Cellulose-dissolving solvents

Another category of solvent pretreatment involves the use of cellulose-dissolving solvents, such as cadoxen, concentrated mineral acids, DMSO, and zinc chloride (10, 12). While these agents can be effective at directly releasing sugars from the carbohydrate fractions of biomass and/or producing a solid residue containing cellulose that is highly digestible by enzymes, the use of such solvents in pretreatment processes for the production of fuels and commodity chemicals from biomass will be challenging due to the expense of such catalysts, catalyst recycle requirements, and the requirement for clean process streams for subsequent biological conversions.

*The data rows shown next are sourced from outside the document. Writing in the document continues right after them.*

PR #319, opened 2017-10-16
Update handling-relations-to-collections.md

davidpodhola:
Changes necessary to make it work on the current version also see https://github.com/api-platform/admin/issues/62#issuecomment-336856775

Probably more to come as the one-to-may is still not working, but these changes are needed for sure now.


davidpodhola:
So at the end I think the change is enough see https://github.com/api-platform/admin/issues/62#issuecomment-336872779

dunglas:
Thanks @davidpodhola. I made some minor CS changes.

PR #320, opened 2017-10-16
Update BookSpecial class

Saphyel:
You can define the methods inside of the Route annotation


dunglas:
It was done on purpose to make it explicit that FrameworkExtraBundle can be used with API Platform. But I also prefer to not use it when possible 👍 to merge this.

dunglas:
Thanks @Saphyel

PR #327, opened 2017-10-31
Admin On REST

mysiar:


dunglas:
I think it deserves an in depth explanation of how it is better to use `admin` and how it is better to use the generator. And how to switch for the one to the other. Or it will be very confusing for the user to have 2 tools doing the same thing.

mysiar:
OK. I will try to do it more explicit

mysiar:
@dunglas have a look now

mauchede:
As `hydraClient` is needed by `admin-on-rest`, do you think we have to recommend `@api-platform/admin` as dependency?

mysiar:
@mauchede this is actually very good point :)
I will look into it and update docs

mysiar:
The only thing that I do not see in hydraClient is possibility to add auth token

mauchede:
`hydraClient` does not manage authentication token, but `fetchHydra` does. If you wish to define a token, you have to initialize `fetchHydra`:

```js
import { fetchHydra as baseFetchHydra, hydraClient as baseHydraClient } from '@api-platform/admin';

export const fetchHeaders = {
    'Authorization': `Bearer ${window.localStorage.getItem('token')}`,
};

export const fetchHydra = (url, options = {}) => baseFetchHydra(url, {
    ...options,
    headers: new Headers(fetchHeaders),
});

export default api => baseHydraClient(api, fetchHydra);
```

mysiar:
I'm not sure if hydraClient can be used, there is no need to parse anything, resources are generated

mysiar:
Another solution would to take the client out of doucmentation and add it to the templates as util
WDYT?

dunglas:
It needs a rebase.

mysiar:
@dunglas rebase done

Simperfit:
it needs a rebase again

mysiar:
looks like this branch is already to old, should I close it and move doc files to 2.3 instead and create new PR ?

mysiar:
new PR to 2.3 branch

14.5.4 Supercritical fluid pretreatments

Biomass pretreatment processes using supercritical fluids to extract lignin from biomass feedstock have been investigated. A number of different supercritical fluids (alone or in mixtures) have been investigated, although the most common approaches utilize water, carbon dioxide, or ammonia (14, 68). While supercritical pretreatment conditions can effectively remove lignin and produce pretreated biomass that exhibits good enzymatic digestibility, the economic viability and practical operation of processes at supercritical operating conditions have not been effectively demonstrated. Of greatest concern are the extremely high-pressure requirements (generally above 10 MPa) of these processes.